Macitentan (Opsumit) for Pulmonary Arterial Hypertension
The recommended dosage of macitentan (Opsumit) for treating pulmonary arterial hypertension is 10 mg once daily for oral administration. 1
Dosing and Administration
- Macitentan is administered orally at a fixed dose of 10 mg once daily
- Doses higher than 10 mg once daily have not been studied in PAH patients and are not recommended 1
- No dose adjustments are required based on age, gender, or mild to moderate hepatic impairment
Clinical Evidence Supporting Efficacy
Macitentan's efficacy was established in the landmark SERAPHIN trial, which was the first large-scale, long-term event-driven study in PAH with morbidity and mortality as the primary endpoint:
- The trial included 742 patients with PAH (predominantly WHO Functional Class II-III) treated for an average of 100 weeks 2
- Patients receiving macitentan 10 mg once daily showed a 45% reduction in the risk of morbidity and mortality compared to placebo 3
- The primary endpoint occurred in 31.4% of patients in the macitentan 10 mg group versus 46.4% in the placebo group 3
- Benefits were demonstrated both in treatment-naïve patients and those already receiving PAH therapy 2
Patient Population
Macitentan is indicated for:
- Adults with PAH (WHO Group I) to reduce the risks of disease progression and hospitalization 1
- Patients with predominantly WHO Functional Class II-III symptoms 1
- Various PAH etiologies including:
- Idiopathic and heritable PAH (57% of studied patients)
- PAH associated with connective tissue disorders (31%)
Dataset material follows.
PR #1559, opened 2019-10-07
Fix some circular dependencies so TG and DB are proplerly GC'ed

df-ferital:
Previously, Thieves Guild or Dark Brotherhood instances were never garbage collected because `PlayerGPS` and `StreamingWorld` kept strong references to them through events `OnEnterLocationRect` and `OnAvailableLocationGameObject`. This, because unsubscribing to these events took place in both class destructors, so, to summarize, it never happened.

- PAH associated with congenital heart disease with repaired shunts (8%) 1
Monitoring Requirements
- Pregnancy testing: Must exclude pregnancy before initiating treatment in females of reproductive potential 1
- Liver function: Obtain baseline liver enzyme tests and monitor as clinically indicated 1
- Incidence of elevated aminotransferases >3× ULN was 3.4% with macitentan versus 4.5% with placebo
- Discontinue if clinically relevant aminotransferase elevations occur or if accompanied by increased bilirubin >2× ULN
- Hemoglobin levels: Monitor for potential anemia
- Reduction in blood hemoglobin ≤8 g/dl was observed in 4.3% of patients receiving 10 mg macitentan 2
Adverse Effects
The most common adverse reactions (more frequent than placebo by ≥3%) include:
- Anemia
- Nasopharyngitis/pharyngitis
- Bronchitis
- Headache
- Influenza
- Urinary tract infection 1
Fluid retention and peripheral edema may occur (21.9% incidence with macitentan versus 20.5% with placebo) 1
Important Contraindications and Warnings
- Pregnancy: Macitentan is contraindicated during pregnancy due to potential fetal harm 1
- Reproductive considerations: Females of reproductive potential must use effective contraception before, during, and for one month after treatment 1
- Hypersensitivity: Contraindicated in patients with history of hypersensitivity to macitentan 1
Advantages Over Other ERAs
Macitentan offers several potential advantages compared to other endothelin receptor antagonists:
- Once-daily dosing (compared to twice-daily dosing for bosentan) 2
- No dose titration required (unlike bosentan which requires titration) 2
- Lower incidence of liver toxicity compared to bosentan (no liver toxicity shown in pivotal trials) 2
- Demonstrated reduction in morbidity and mortality in a long-term outcome study 3
Drug Interactions
- Strong CYP3A4 inducers (e.g., rifampin): Avoid co-administration as they reduce exposure to macitentan 1
- Strong CYP3A4 inhibitors (e.g., ketoconazole, ritonavir): Avoid co-administration as they increase exposure to macitentan 1
- Moderate dual CYP3A4 and CYP2C9 inhibitors (e.g., fluconazole, amiodarone): Avoid co-administration 1
Macitentan represents an important treatment option for PAH with proven efficacy in reducing disease progression and hospitalization, supported by robust clinical evidence from the largest and longest prospective trial in PAH to date.